AI is not new to financial services. The responsibility of delivering responsible AI is on the financial services brand; our responsibility is to provide them with the right tools to be able to do this. It also depends on the uses. If you’re doing a credit score, the ability to explain why you’re extending credit to one customer and not another is very important. The first step is to stay away (initially) from tasks that are going to be heavily regulated. Start building the capability to prove out (the AI model) first.
From an NVIDIA perspective, we make sure that when we build an AI model, we should absolutely create a model card that shows what data we used to train it, and prove that we have the rights to that data, so there is full transparency. In addition, we built guardrails into that microservices composable framework that enable the model to stay on topic. …
In addition to topical safety, our guardrails allow us to connect to backend databases or data systems that are secure and approved by the financial institution, and we’re also fact-checking the answers to make sure that no hallucinations get back to an end user. To fact-check, we built a retriever (Retrieval Augmented Generation technique) that taps into knowledge bases of the information inside your firm. When an employee or a customer asks a question, that question is sourced to the knowledge bases.

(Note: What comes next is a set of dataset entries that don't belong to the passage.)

PR #437, opened 2024-03-22
Feat 409: Shows a warning if a user is logged in when registering

Henriki2305:
## WHY:

Fixes [#409 ]

Adds a warning that shows if a user is currently logged in

image

- [x] Is there an existing issue linked to this PR? #409 


samuliys (changes requested):
The user usually registers using the link, which skips this page completely. Therefore, I think that this warning should also be added to the page where the candidate sets their password for the first time.

In addition, the warning states that the user should log out, but there is no logout button visible on the page. Should it be visible?

frontend/src/lib/templates/frontPage/FrontPage.svelte
```diff
@@ -48,6 +48,7 @@ is based on.
     <h1>{$page.data.election.name}</h1>
   </svelte:fragment>
 
+
```
joonatanaatos, line 51: Unnecessary newlines shoud be eschewed

frontend/src/lib/candidate/components/PasswordField/PasswordField.svelte
```diff
@@ -4,6 +4,7 @@
   export let password = '';
   export let autocomplete = '';
   export let id = 'password';
+  $: fieldId = id;
```
joonatanaatos, line 7: What is the purpose of this? I'd assume Svelte automatically re-renders when the props change. If there is a good reason, an inline comment should be added

samuliys (approved):
LGTM after addressing the `fieldId` situation

PR #451, opened 2024-03-30
fix: relocate logout button below the warning on registration page

Henriki2305:
## WHY:

relocates the button for logging out when a user is logged in when trying to register below the warning

image
image

- [X] I have reviewed the changes myself in this PR. Please check the [self-review document](https://github.com/OpenVAA/voting-advice-application/blob/main/docs/contributing/self-review.md)
- [X] I have run the unit tests successfully.
- [X] I have run the e2e tests successfully.
- [X] I have tested this change on my own device.
- [X] I have tested this change on other devices (Using Browserstack is recommended).
- [X] I have tested my changes using the [WAVE extension](https://wave.webaim.org/extension/)
- [X] I have added documentation where necessary.
- [X] Is there an existing issue linked to this PR?


anolpe (approved):
LGTM!

frontend/src/lib/candidate/components/logoutButton/LogoutButton.svelte
```diff
@@ -78,7 +82,11 @@ When set to false, the button variant is ghost.
     text={$t('candidateApp.navbar.logOut')}
     color="warning" />
 {:else}
-  <Button on:click={triggerLogout} text={$t('candidateApp.homePage.logOut')} color="warning" />
+  <Button
+    on:click={triggerLogout}
+    text={$t('candidateApp.homePage.logOut')}
+    color="warning"
+    variant="main" />
```
samuliys, line 89: This component is also used, for example, in the front page, which now looks like this:
image

In the figma designs the style of the front page log out button is different so setting the variant to "main" here should probably be done in a different way. One fix would be that the variant could be given as props to the LogoutButton.

samuliys (changes requested):

frontend/src/lib/candidate/components/logoutButton/LogoutButton.svelte
```diff
@@ -7,8 +7,10 @@
...
 
-  /** Defaults to true, so that button variant is "icon". Can be set to false if the button should be of variant "main" */
-  export let variantIcon = true;
+  /** Defaults to normal, button variant can be "normal" for just text, "icon" for a button with an icon and "main" for a filled red box */
+  export let buttonVariant = 'normal';
+  /*Determines whether the user is taken to the login page after logging out or stays on the current page*/
+  export let stayOnPage = false;
 
   /** time until automatic logout for modal */
   export let logoutModalTimer = 30;
```
samuliys, line 16: As the component has become more complex I'd suggest that a `LogoutButton.type.ts` file is created with the type definitions and explanations, i.e.
```
export type LogoutButtonProps = {
  /**
   * Some text
   *
   * @default 'normal'
   */
  buttonVariant?: 'normal' | 'icon' | 'main';
  /**
   * ...
   *
   * @default false
   */
  stayOnPage?: boolean;
  /**
   * ...
   *
   * @default 30
   */
  logoutModalTimer?: number;
};
```
and then those are used instead in the component
```
import type {LogoutButtonProps} from './LogoutButton.type';

type $$Props = LogoutButtonProps;
export let buttonVariant: $$Props['buttonVariant'] = 'normal';
...
```
and so on

frontend/src/lib/candidate/components/logoutButton/LogoutButton.svelte
```diff
@@ -59,24 +63,31 @@
...
+This component has optional string property `buttonVariant`:
+When set to normal (default), the button variant is normal which is just plain text. 
+When set to icon, the button variant is icon.
+When set to main, the button variant is main which is a red box.
 
 ### Usage
 ```tsx
   <LogoutButton />
 ```
 -->
```
samuliys, line 75: There are also missing props in the component documentation so those should be added.
Also, the component documentation could be improved to be more in the style of the other components where the properties are clearly documented. Here is an example regarding how the properties should be documented to get a better idea:
```
### Properties

- `name`: the name of the icon to use
- `size`: The size of the icon as one of the predefined sizes 'sm', 'md' or 'lg'.
   For arbitrary values, you can supply a `class` property, such as 
   `h-[3.15rem] w-[3.15rem]`. @default 'md'
- `color`: The color of the icon as one of the predefined colours.
   For arbitrary values, you can supply a `class` property, such as
   `fill-[#123456]`. @default 'current'
- `aria-hidden`: @default `true`
- `role`: Aria role @default `img`
- `class`: Additional class string to append to the element's default classes.
```

(from `Icon.svelte`)

frontend/src/routes/[[lang=locale]]/candidate/(protected)/+page.svelte
```diff
@@ -138,6 +138,6 @@
         href={nextAction.href} />
     {/if}
 
-    <LogoutButton variantIcon={false}></LogoutButton>
+    <LogoutButton></LogoutButton>
```
Comment (samuliys) [inline frontend/src/routes/[[lang=locale]]/candidate/(protected)/+page.svelte:141]: Should be simplified to just `<LogoutButton />`

samuliys (changes requested):

frontend/src/lib/candidate/components/logoutButton/LogoutButton.svelte
```diff
@@ -6,12 +6,16 @@
...
   import {getContext} from 'svelte';
   import type {CandidateContext} from '$lib/utils/candidateStore';
+  import type {LogoutButtonProps} from '$lib/types/LogoutButton.type';
 
-  /** Defaults to true, so that button variant is "icon". Can be set to false if the button should be of variant "main" */
-  export let variantIcon = true;
+  type $$props = LogoutButtonProps;
+  export let buttonVariant: $$props['buttonVariant'] = 'normal';
+  /** Defaults to normal, button variant can be "normal" for just text, "icon" for a button with an icon and "main" for a filled red box */
+  /*Determines whether the user is taken to the login page after logging out or stays on the current page*/
```
samuliys, line 14: These can now be removed as they are already in the type file

frontend/src/lib/candidate/components/logoutButton/LogoutButton.svelte
```diff
@@ -6,12 +6,16 @@
...
+  export let stayOnPage: $$props['stayOnPage'] = false;
 
   /** time until automatic logout for modal */
```
samuliys, line 17: Same with this

samuliys (approved):
LGTM after the minor changes

anolpe (approved):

The third use case is fraud (detection). Credit card fraud is a growth industry. Since COVID, digital transactions and e-commerce transactions have exploded. Card issuing banks today are using rules-based software to monitor transactions. These are brittle. Humans have to code them.
We’re using an AI machine learning workflow, and we’re embedding graph maps. We’re embedding transformer features so that you still have the lightning fast execution of machine learning – because you only have a second to 1.5 seconds to approve and authorize a credit card transaction – but we want to improve the intelligence of the model.
Going from a rules-based environment to this model will reduce false positives in the high double-digit percentages, which will help the banks. … We’re going to build a NIM agent Blueprint of this as well. … It’s optimized to run on our platform. So you can see a 5x performance improvement in inference, which is usually about an 80% reduction in cost.
Your CEO saw the demand for AI coming years ago. What best practices do you have to spark innovation at the company?
First, we engage directly with customers. Nobody knows where the friction is or where the problems are better than the people trying to use it every day. For example, when Bloomberg was creating Bloomberg GPT, they were having trouble getting the model … to do the work they wanted it to do.
They called us. We engaged with them and helped them. They were using some of our code and if a company is using our platform, we will engage and help them. We took the training time from 50-plus days down to 14-ish days, but in the process we also we learned that we needed an inference engine. This was two years ago, and so we built an inference engine called TensoRT-LLM, part of our Triton libraries, which is part of Nvidia AI enterprise.
That’s one way we innovate. Another way is we work with every AI builder we can possibly work with. Right now, it’s probably 1,600 companies and growing. We engage with them, we understand their ideas, and we help them and teach them how to use the platform to embed generative AI and use generative AI efficiently in the work they’re doing. We learn a lot in the course of these (collaborations). Then, of course, we have some of the greatest minds on the planet doing research in our R&D labs, and we’re going to spend $8.5 billion dollars this year in R&D alone.